Every function is inside UserController

Good:

The function for routes is inside UserController, and the function to store a profile photo goes into MediaService

3. 🥠 Fat models, skinny controllers, & fat services

Models should have all the DB-related logic, which you can achieve simply by using scopes, relationships, casting, and accessors. Controllers should have the request/response flow, like validations, conversions, and resources (which you should move out to specific classes too). And Services should have whatever is left; however, not everything should be inside one Service but split logic into different services as per SRP.

Bad:

Query logic inside the UserController

Good:

Query logic inside the User model, and use of scopes for DRY

4. 🫙 The Laravel service container is here for us

Laravel has a service container built-in to manage all the class dependencies and efficiently perform dependency injection. It’s really useful when you use Services, inject a Model in the request, or want to use the repository pattern for better scalability and testability.

Bad:

UserController is using Eloquent to find a user

Good:

UserController uses UserRepository, which probably uses Eloquent to find a user

5. 🏗️ Eloquent over raw SQL

Eloquent is a powerful object-relational mapper (ORM), that helps developers to write beautiful, readable, and maintainable code with ease. It has multiple built-in features such as scopes, relationships, soft deletes, events, etc.
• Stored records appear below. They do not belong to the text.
PR #289, opened 2024-05-13
Fix issue #288

### LINKED ISSUE #288: [BUG] Dummy atoms not detected during pert file writing when system created via sire.morph.create_from_pertfile
When a pert file is written by BioSimSpace, bonded terms involving dummy atoms are written to the file meaning that these terms will be constrained. Dummy atoms are detected when an atom has a dummy element for either its `element0` or `element1` property. Following the writing of the pert file, the element property of these atoms is modified to take the value of the end state with the most protons. This means that the dummy element property is lost when a perturbable molecule is reconstructed using `sire.morph.create_from_pertfile`, and subsequently the dummy bonded terms won't be written if that molecule is re-used as input to a `somd` simulation in BioSimSpace, i..e. the pert file isn't round-trip self-consistent.

A simple solution is to also check for dummy atoms using the `ambertype` property, which will remain `du` for dummy atoms when reconstructed via sire.

lohedges:
This PR closes #288 by checking both the element _and_ ambertype properties when detecting dummy atoms. This avoids a round-trip self-consistency issue when creating `somd1` input from perturbable molecules created via `sire.morph.create_from_pertfile`, where the element property will have been replaced with the value of the end state with the largest number of protons, i.e. dummies may no longer have `Element("Xx")`.

This PR supersedes #287.

## Suggested reviewers:
@chryswoods

### DIFF
--- a/python/BioSimSpace/Parameters/_Protocol/_amber.py
+++ b/python/BioSimSpace/Parameters/_Protocol/_amber.py
@@ -1083,12 +1083,23 @@ class GAFF(_protocol.Protocol):
                     )
                     raise _ParameterisationError(msg)
 
-        # Write the system to a PDB file.
+        # If the molecule was loaded from an SDF file, then use this as the
+        # intermediate format.
+        fileformat_prop = self._property_map.get("fileformat", "fileformat")
+        if (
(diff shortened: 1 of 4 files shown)


chryswoods (approved):
Very subtle bug and good fix :-)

Whenever you have to access the DB, try to use Eloquent, and only if it’s needed for a particular case, use raw SQL, but most of the time you will find a way to do it with Eloquent.

Bad:

Raw query

Good:

Eloquent query

Small note here: Eloquent can be slower than Raw SQL, however, the readability and maintainability that you can get with Eloquent surpass the response time. Moreover, you can always increase your application speed by using Cache, so in reality, Eloquent won’t speed won’t matter.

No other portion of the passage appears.